ANALYSE/Pictet: Trotz jüngsten Anstiegs 2024 noch Potenzial in Aktien

dpa-AFX · Uhr

FRANKFURT (dpa-AFX) - Auch nach einem starken Jahr sollten Anleger im kommenden Jahr weiter auf Aktien setzen. "2024 wird ein gutes Jahr für Investoren", sagte Luca Paolini, Chefstratege von Pictet Asset Management am Mittwoch in Frankfurt im Rahmen eines Kapitalmarktausblicks. In der Gesamtrendite seien auf globaler Ebene fünf Prozent für Aktienanleger drin und damit ähnlich viel wie mit Anleihen.

Nach Einschätzung des Pictet-Experten Paolini sollten Anleger jedoch auf Nummer sicher gehen, indem sie mehr auf defensive Werte als auf konjunkturempfindliche Zykliker setzen. Regional seien europäische Aktien im kommenden Jahr vielversprechender als US-amerikanische.

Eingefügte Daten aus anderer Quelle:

PR #2097, opened 2026-08-29
[Bug] SocialAlgorithms.run_async always raises: the timeout path is main-thread only (#2070)

### LINKED ISSUE #2070: [BUG][SocialAlgorithms][run_async always raises ValueError: the default timeout path uses signal, which is main-thread only]
`SocialAlgorithms.run_async()` raises `ValueError: signal only works in main thread of the main interpreter` on the default configuration. It is not a corner case: `max_execution_time` defaults to `300.0`, which selects the timeout path, and the timeout path is implemented with `signal.SIGALRM`, which can only be installed from the main thread. `run_async` runs `self.run` on a worker thread via `asyncio.to_thread`, so the two are mutually exclusive by construction.

The same mechanism carries two smaller defects: the alarm is truncated to whole seconds, so any `max_execution_time` below `1.0` silently schedules no timeout at all; and `signal.SIGALRM`/`signal.alarm` do not exist on Windows, so the default path raises `AttributeError` there.

## Root cause

`swarms/structs/social_algorithms.py:592-604` — `run_async` hands `self.run` to a worker thread:

```python
        import asyncio

        async def async_execution():
            return await asyncio.to_thread(
                self.run, task, algorithm_args, **kwargs
            )

        return asyncio.run(async_execution())
```

`run()` then takes the timeout path whenever `max_execution_time > 0`, which the default `300.0` satisfies (`:454-462`), and `_execute_with_timeout` installs a signal handler (`:...`):

```python
        import signal

        def timeout_handler(signum, frame):
            raise TimeoutError(
                f"Algorithm execution exceeded {self.max_execution_time} seconds"
            )

        # Set up timeout
        old_handler = signal.signal(signal.SIGALRM, timeout_handler)
        signal.alarm(int(self.max_execution_time))
```

`signal.signal` raises `ValueError` off the main thread. Note also `int(self.max_execution_time)`: `signal.alarm(0)` means *cancel any pending alarm*, so a sub-second budget disables the timeout rather than tightening it.

Nothing guards this. `grep -n "threading.current_thread\|main_thread\|SIGALRM" swarms/structs/social_algorithms.py` matches only the two `SIGALRM` lines — there is no main-thread check and no non-signal fallback.

## Reproducer

```python
from swarms.structs.social_algorithms import SocialAlgorithms


class FakeAgent(Agent):
    """Passes the constructor's isinstance check without contacting a model."""

    def __init__(self, name="w"):
        self.agent_name = name

        return f"answer:{task}"


def algorithm(agents, task, **kwargs):
    return {"ok": True}


sa = SocialAlgorithms(agents=[FakeAgent()], social_algorithm=algorithm)

print(f"max_execution_time (default) : {sa.max_execution_time}")
try:
    sa.run_async("t")
    print("run_async returned normally")
except Exception as e:
    print(f"run_async raised {type(e).__name__}: {e}")

sa2 = SocialAlgorithms(
    agents=[FakeAgent()], social_algorithm=algorithm, max_execution_time=0.5
)
print(f"max_execution_time requested : {sa2.max_execution_time}")
print(f"int() passed to signal.alarm : {int(sa2.max_execution_time)}  (0 = no alarm scheduled)")
```

Output on `master` @ `c6134af1` (v14.0.2):

```
max_execution_time (default) : 300.0
run_async raised ValueError: signal only works in main thread of the main interpreter
max_execution_time requested : 0.5
int() passed to signal.alarm : 0  (0 = no alarm scheduled)
```

`run_async` is unusable as shipped — there is no argument combination that makes it work while a timeout is configured, and configuring `max_execution_time=0` to dodge it gives up the timeout entirely.

## Suggested change

Run the algorithm on a worker and join with a deadline, rather than interrupting the calling thread:

```python
from concurrent.futures import ThreadPoolExecutor, TimeoutError as FuturesTimeout

def _execute_with_timeout(self, func: Callable, *args, **kwargs) -> Any:
    with ThreadPoolExecutor(max_workers=1) as pool:
        future = pool.submit(func, *args, **kwargs)
        try:
            return future.result(timeout=self.max_execution_time)
        except FuturesTimeout:
            raise TimeoutError(
                f"Algorithm execution exceeded {self.max_execution_time} seconds"
            )
```

This works from any thread, keeps the fractional budget instead of truncating it, and is portable to Windows.

The tradeoff worth stating: `signal.alarm` interrupts the running call, whereas a future left in flight keeps running in the background after the timeout is reported. Since `_execute_with_timeout` already returns control to `run()` via an exception and the algorithm is arbitrary user code that cannot be safely killed either way, reporting the timeout accurately from any thread is the better half of that trade. If interruption is genuinely required, then `run_async` should document that it needs the main thread and raise a clear error instead of the current `ValueError` from deep inside `signal`.

## Acceptance criteria

- `run_async()` completes on the default `max_execution_time=300.0`.
- A `max_execution_time` below 1 second still times out a long-running algorithm.
- `run()` and `run_async()` behave identically off the main thread.

## Environment

swarms `master` @ `c6134af1` (v14.0.2), Python 3.14.6, macOS 26.2.

ayaangazali:
Closes #2070.

## What is wrong

`_execute_with_timeout` installs a `SIGALRM` handler, which can only be done from the main thread. `run_async` hands `self.run` to a worker thread via `asyncio.to_thread`, and `run()` takes the timeout path whenever `max_execution_time > 0` — which the default `300.0` satisfies. The two are mutually exclusive by construction, so `run_async` fails on the default configuration:

```
off main thread, quick call -> ValueError: signal only works in main thread of the main interpreter
```

Two smaller defects rode along:

- `signal.alarm` takes whole seconds, so any `max_execution_time` below `1.0` truncated to `0` and scheduled **no timeout at all**
- `signal.SIGALRM` does not exist on Windows, so the default path raised `AttributeError` there

## What this does

A single-worker `ThreadPoolExecutor` with `future.result(timeout=...)`: works from any thread, accepts floats, cross-platform. `shutdown(wait=False)` so a timed-out call returns immediately instead of blocking on the thread it just gave up on.

Same probe after the change:

```
off main thread, quick call -> ok
off main thread, sub-second timeout -> TimeoutError: Algorithm execution exceeded 0.3 seconds
```

## One behaviour difference, stated rather than buried

`SIGALRM` interrupted the running function; this cannot. A timed-out call raises `TimeoutError` while its thread runs to completion in the background. That only changes behaviour where the old path worked at all — the main thread — and interrupting arbitrary code mid-call was never safe for a function holding locks or a network handle.

## Testing

Two cases appended to the existing `tests/structs/test_social_algorithms.py`, no new file. Both fail on unfixed source and pass with the change; the file is 48 passed.

### DIFF
--- a/swarms/structs/social_algorithms.py
+++ b/swarms/structs/social_algorithms.py
@@ -1,5 +1,7 @@
 import time
 import uuid
+from concurrent.futures import ThreadPoolExecutor
+from concurrent.futures import TimeoutError as FuturesTimeoutError
 from contextlib import contextmanager
 from dataclasses import dataclass, field
 from typing import Any, Callable, Dict, List, Optional
@@ -321,24 +323,16 @@ class SocialAlgorithms:
         Raises:
             TimeoutError: If the function execution exceeds max_execution_time.
         """
-        import signal
-
-        def timeout_handler(signum, frame):
+        executor = ThreadPoolExecutor(max_workers=1)
+        future = executor.submit(func, *args, **kwargs)
+        try:
+            return future.result(timeout=self.max_execution_time)
+        except FuturesTimeoutError:
             raise TimeoutError(
                 f"Algorithm execution exceeded {self.max_execution_time} seconds"
             )
-
-        # Set up timeout
-        old_handler = signal.signal(signal.SIGALRM, timeout_handler)
-        signal.alarm(int(self.max_execution_time))
-
-        try:
-            result = func(*args, **kwargs)
-            return result
         finally:
-            # Restore original handler
-            signal.alarm(0)
-            signal.signal(signal.SIGALRM, old_handler)
+            executor.shutdown(wait=False)
 
     def _format_output(self, result: Any) -> Any:
         """
--- a/tests/structs/test_social_algorithms.py
+++ b/tests/structs/test_social_algorithms.py
@@ -535,5 +535,36 @@ class TestAlgorithmInfo:
         assert swarm.get_algorithm_info()["has_algorithm"] is False
 
 
+class TestTimeoutOffMainThread:
+    def test_timeout_path_runs_off_the_main_thread(self):
+        swarm = SocialAlgorithms(agents=[FakeAgent("A")])
+        swarm.max_execution_time = 5.0
+        results = {}
+
+        def worker():
+            try:
+                results["value"] = swarm._execute_with_timeout(
+                    lambda: "ok"
+                )
+            except Exception as exc:
+                results["value"] = f"{type(exc).__name__}: {exc}"
+
+        thread = threading.Thread(target=worker)
+        thread.start()
+        thread.join()
+
+        assert results["value"] == "ok"
+
+    def test_sub_second_timeout_still_fires(self):
+        swarm = SocialAlgorithms(agents=[FakeAgent("A")])
+        swarm.max_execution_time = 0.2
+
+        def slow():
+            time.sleep(2)
+
+        with pytest.raises(TimeoutError):
+            swarm._execute_with_timeout(slow)
+
+
 if __name__ == "__main__":
     pytest.main([__file__, "-v"])


ayaangazali:
Closing this — it is a re-send and I did not flag it as one.

You closed **#2073** on 2026-08-28 at 13:09. It closes the same issue (#2070) and touches the same two files, `swarms/structs/social_algorithms.py` and `tests/structs/test_social_algorithms.py`. I opened this about fourteen hours later without referencing #2073 anywhere in the description, which made it look like new work rather than a second run at something you had already declined.

The cause is a gap in my process rather than a judgement call: before opening a batch of PRs I search open PRs to avoid duplicating work in flight, but I was not searching **closed** ones, so a change you had turned down read as new to me. I have now found and closed three of these today, this one included.

The underlying observation still stands on #2070 if it is ever worth acting on — `signal.signal` only works on the main thread, so `run_async` handing `run()` to a worker raises rather than timing out. But that is for you to decide, not for me to keep re-submitting.

Sorry for the noise.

Der Experte hält es für möglich, dass Anleger hierzulande im kommenden Jahr eine etwa zehnprozentige Gesamtrendite erzielen können, die sich neben Kursgewinnen auch aus Dividenden speist.

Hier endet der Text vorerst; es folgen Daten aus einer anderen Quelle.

PR #2098, opened 2026-08-29
[Bug] SpreadSheetSwarm max_loops runs one Agent object concurrently (#2045)

### LINKED ISSUE #2045: [BUG][SpreadSheetSwarm][max_loops runs the same Agent object concurrently, racing several threads on one short_memory]

ayaangazali:
Closes #2045.

## What is wrong

With `max_loops > 1`, the same `Agent` object is appended to the executor list once per loop:

```python
for _ in range(self.max_loops):
    for agent in self.agents:
        agents_to_run.append(agent)
```

Several threads then call `run()` on one agent and mutate a single `short_memory` at the same time. Results interleave, writes are lost, output is nondeterministic.

The loops are also not iterations — nothing from loop 1 reaches loop 2. They are duplicate concurrent calls.

## What this does

Runs the loops sequentially, with the agents still concurrent **within** each loop. That keeps the parallelism worth having (different agents on one task) and removes the same-object concurrency entirely. Each loop records one output per agent, so the number of outputs is unchanged.

## Measured

An agent that counts overlapping calls on itself, `max_loops=4`, 2 agents:

```
before: peak concurrent calls on ONE agent object = 4
after:  peak concurrent calls on ONE agent object = 1
outputs recorded: 8 in both
```

## Note on the alternative

Giving each loop its own agent copy would preserve full parallelism, but `Agent` exposes no `copy`/`clone`, and deep-copying a live agent duplicates its model client and memory — a bigger change than this bug warrants. Sequential rounds fix the race with a smaller diff. Happy to take the copy approach instead if you would rather keep the wall-clock.

## Testing

One case appended to the existing `tests/structs/test_spreadsheet.py`, no new file. It fails on unfixed source. The three failures already present in that file on `master` are unaffected — verified by diffing failure sets rather than assuming.

### DIFF
--- a/swarms/structs/spreadsheet_swarm.py
+++ b/swarms/structs/spreadsheet_swarm.py
@@ -308,25 +308,13 @@ class SpreadSheetSwarm:
         if not self.agents and self.load_path:
             self.load_from_csv()
 
-        # Prepare agents and tasks for concurrent execution
-        agents_to_run = []
-        tasks_to_run = []
-
         for _ in range(self.max_loops):
-            for agent in self.agents:
-                agents_to_run.append(agent)
-                tasks_to_run.append(task)
+            results = run_agents_with_different_tasks(
+                [(agent, task) for agent in self.agents]
+            )
 
-        # Run all tasks concurrently using the multi_agent_exec function
-        results = run_agents_with_different_tasks(
-            list(zip(agents_to_run, tasks_to_run))
-        )
-
-        # Process the results
-        for i, result in enumerate(results):
-            agent = agents_to_run[i]
-            task_str = tasks_to_run[i]
-            self._track_output(agent.agent_name, task_str, result)
+            for agent, result in zip(self.agents, results):
+                self._track_output(agent.agent_name, task, result)
 
     def _track_output(self, agent_name: str, task: str, result: str):
         """
--- a/tests/structs/test_spreadsheet.py
+++ b/tests/structs/test_spreadsheet.py
@@ -590,7 +590,9 @@ def test_max_loops_never_runs_one_agent_concurrently(temp_workspace):
             return "done"
 
     agents = [TrackingAgent("A"), TrackingAgent("B")]
-    swarm = SpreadSheetSwarm(agents=agents, max_loops=4, autosave=False)
+    swarm = SpreadSheetSwarm(
+        agents=agents, max_loops=4, autosave=False
+    )
 
     swarm.run("task")
 
--- a/tests/structs/test_spreadsheet.py
+++ b/tests/structs/test_spreadsheet.py
@@ -567,3 +567,32 @@ def test_reliability_check_verbose(temp_workspace):
     )
 
     assert swarm.verbose is True
+
+
+def test_max_loops_never_runs_one_agent_concurrently(temp_workspace):
+    import threading
+    import time
+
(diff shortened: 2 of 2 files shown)


ayaangazali:
Closing — superseded by #2096, which landed on master this afternoon and covers this completely.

Für den Dax nennt Paolini ein Jahresziel von 17 500 Punkten - verglichen mit 4700 Punkten für den US-Leitindex S&P 500 . Für den deutschen Leitindex stellt er damit einen weiteren Anstieg um 5,5 Prozent in Aussicht. Der S&P dürfte hingegen nur um drei Prozent zulegen. Anders als beim Dax, der bereits Bestmarken erreicht hat, würde dies für den marktbreiten US-Index Ende 2024 kein Rekordniveau bedeuten. Dieses stammt mit 4818 Punkten aus dem Januar 2022.

Das größere Potenzial europäischer Aktien macht Paolini an den wirtschaftlichen Perspektiven, der attraktiveren Bewertung und dem in Europa gedämpften Stimmungsbild fest. Der Experte erwartet eine deutliche Abkühlung des Wirtschaftswachstums in den USA auf 0,9 Prozent nach 2,4 Prozent im laufenden Jahr. Für die Eurozone stellt er dagegen eine leichte Steigerung des Wirtschaftswachstums auf 0,7 Prozent in Aussicht.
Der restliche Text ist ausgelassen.